Problem details>
Return each line of the listing that has the word "using" in it.

Provided data>
Issue #4212, opened 2022-07-15
Remove googlefonts in IDP UI


pascalwengerter:
## Steps to reproduce

1. Visit initial oCIS IDP login mask
2. See request to fonts.googleapis.com
3. Get concerned from a privacy standpoint

## Expected behavior
Embed the font similar to how it has been done in MSTeamsgen or replace it with a different one. Happens in https://github.com/owncloud/ocis/blob/56f8fc510f61e665dadc4bdcbff971cac7300131/services/idp/public/index.html#L8

pascalwengerter:
Found out about this when having an abysmal wifi connection and trying to access my dev environment - it wouldn't load for an absurd amount of time while it was supposedly trying to download the font 🤷🏽

pmaier1:
@micbar @kulmann Why does LICO do this and can we get rid of it? Please schedule. GA blocker. cc @tbsbdr

micbar:
> Why does LICO do this and can we get rid of it?

I suppose it was brought in by us inside the owncloud branded login page.

C0rby:
We are using the Open Sans font only as a fallback. We could just remove it and fallback to any 'sans-serif' font. The fallback wont be necessary though since we are serving the "Inter" font ourselves.

PR #4596, opened 2022-09-15
remove the Open Sans font

C0rby:
Closes: https://github.com/owncloud/ocis/issues/4212
We were using the Open Sans font only as a fallback to the "Inter" font which we served ourselves so removing the google font does no harm.


kulmann (approved):
That's not only a good idea, but also necessary. Serving fonts directly from google can lead to some GDPR issues (recently in the news)... thanks for taking care!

Solution to this exercise>
We are using the Open Sans font only as a fallback. We could just remove it and fallback to any 'sans-serif' font. The fallback wont be necessary though since we are serving the "Inter" font ourselves.
We were using the Open Sans font only as a fallback to the "Inter" font which we served ourselves so removing the google font does no harm.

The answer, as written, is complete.